┌──

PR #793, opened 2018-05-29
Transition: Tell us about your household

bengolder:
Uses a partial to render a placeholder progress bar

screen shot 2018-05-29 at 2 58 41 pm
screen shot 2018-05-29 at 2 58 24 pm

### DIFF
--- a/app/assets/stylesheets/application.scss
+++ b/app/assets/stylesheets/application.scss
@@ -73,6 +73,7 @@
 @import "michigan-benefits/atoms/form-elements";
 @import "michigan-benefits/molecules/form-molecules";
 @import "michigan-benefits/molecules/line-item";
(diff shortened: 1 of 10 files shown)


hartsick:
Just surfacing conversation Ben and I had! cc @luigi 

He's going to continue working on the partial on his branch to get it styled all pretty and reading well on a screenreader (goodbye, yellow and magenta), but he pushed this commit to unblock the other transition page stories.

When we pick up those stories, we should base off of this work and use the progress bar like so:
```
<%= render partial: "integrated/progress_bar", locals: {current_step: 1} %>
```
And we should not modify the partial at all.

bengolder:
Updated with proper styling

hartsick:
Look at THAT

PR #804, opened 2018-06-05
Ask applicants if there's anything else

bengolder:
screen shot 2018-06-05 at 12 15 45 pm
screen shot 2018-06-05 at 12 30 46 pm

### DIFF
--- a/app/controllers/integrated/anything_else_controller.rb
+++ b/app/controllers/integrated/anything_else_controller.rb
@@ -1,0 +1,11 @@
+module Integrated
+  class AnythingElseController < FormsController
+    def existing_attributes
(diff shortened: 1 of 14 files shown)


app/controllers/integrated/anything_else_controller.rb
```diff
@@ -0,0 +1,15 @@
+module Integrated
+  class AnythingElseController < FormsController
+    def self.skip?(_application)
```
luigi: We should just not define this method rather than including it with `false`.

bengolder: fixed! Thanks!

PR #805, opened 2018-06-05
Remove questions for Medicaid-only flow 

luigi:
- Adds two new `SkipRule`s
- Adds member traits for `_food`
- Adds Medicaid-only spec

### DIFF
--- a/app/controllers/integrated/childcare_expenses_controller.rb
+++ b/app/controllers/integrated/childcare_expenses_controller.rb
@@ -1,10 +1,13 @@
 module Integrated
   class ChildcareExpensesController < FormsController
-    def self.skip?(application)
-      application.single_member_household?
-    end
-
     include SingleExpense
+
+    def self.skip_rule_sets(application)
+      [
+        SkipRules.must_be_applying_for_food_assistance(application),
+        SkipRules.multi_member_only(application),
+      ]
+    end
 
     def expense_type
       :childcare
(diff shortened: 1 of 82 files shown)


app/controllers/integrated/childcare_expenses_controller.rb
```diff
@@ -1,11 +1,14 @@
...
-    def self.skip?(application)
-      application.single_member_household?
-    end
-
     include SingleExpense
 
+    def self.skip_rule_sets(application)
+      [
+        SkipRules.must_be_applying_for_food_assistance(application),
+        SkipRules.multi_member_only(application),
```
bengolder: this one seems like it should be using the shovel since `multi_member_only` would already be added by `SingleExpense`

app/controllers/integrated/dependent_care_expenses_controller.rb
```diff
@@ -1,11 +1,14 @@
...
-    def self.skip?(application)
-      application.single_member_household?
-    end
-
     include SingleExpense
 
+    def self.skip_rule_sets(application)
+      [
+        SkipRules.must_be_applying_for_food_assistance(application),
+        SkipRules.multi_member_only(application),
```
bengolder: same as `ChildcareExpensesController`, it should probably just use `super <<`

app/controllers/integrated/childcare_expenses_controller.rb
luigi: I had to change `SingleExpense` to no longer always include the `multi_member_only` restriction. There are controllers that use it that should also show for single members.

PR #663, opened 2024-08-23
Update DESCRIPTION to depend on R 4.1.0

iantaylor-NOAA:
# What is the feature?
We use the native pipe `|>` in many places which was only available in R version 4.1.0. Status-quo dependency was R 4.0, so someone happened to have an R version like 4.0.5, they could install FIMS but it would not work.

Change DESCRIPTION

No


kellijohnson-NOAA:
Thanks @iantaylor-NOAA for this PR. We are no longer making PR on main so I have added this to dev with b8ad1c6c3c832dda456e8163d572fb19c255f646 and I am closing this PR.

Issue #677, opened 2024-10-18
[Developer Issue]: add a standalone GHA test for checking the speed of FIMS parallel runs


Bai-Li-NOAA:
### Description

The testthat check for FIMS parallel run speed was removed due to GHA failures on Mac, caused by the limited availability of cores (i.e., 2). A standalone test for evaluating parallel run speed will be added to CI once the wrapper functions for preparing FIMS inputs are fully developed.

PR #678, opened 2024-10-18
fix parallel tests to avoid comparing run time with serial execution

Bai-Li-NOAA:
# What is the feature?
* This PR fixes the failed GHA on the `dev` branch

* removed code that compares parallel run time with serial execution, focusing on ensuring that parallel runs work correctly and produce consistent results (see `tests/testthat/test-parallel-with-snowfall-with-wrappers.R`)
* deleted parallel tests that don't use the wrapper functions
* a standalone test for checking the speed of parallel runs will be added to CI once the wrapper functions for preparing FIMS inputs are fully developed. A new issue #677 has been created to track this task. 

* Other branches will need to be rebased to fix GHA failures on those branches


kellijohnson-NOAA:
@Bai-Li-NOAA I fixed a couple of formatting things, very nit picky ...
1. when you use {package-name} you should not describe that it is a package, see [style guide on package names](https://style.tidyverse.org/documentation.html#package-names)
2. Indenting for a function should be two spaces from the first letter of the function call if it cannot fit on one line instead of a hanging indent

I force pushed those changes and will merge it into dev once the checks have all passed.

└──

Directions for this task:
All lines above that include the word "stories" should be located and copied.

Expected output:
He's going to continue working on the partial on his branch to get it styled all pretty and reading well on a screenreader (goodbye, yellow and magenta), but he pushed this commit to unblock the other transition page stories.
When we pick up those stories, we should base off of this work and use the progress bar like so:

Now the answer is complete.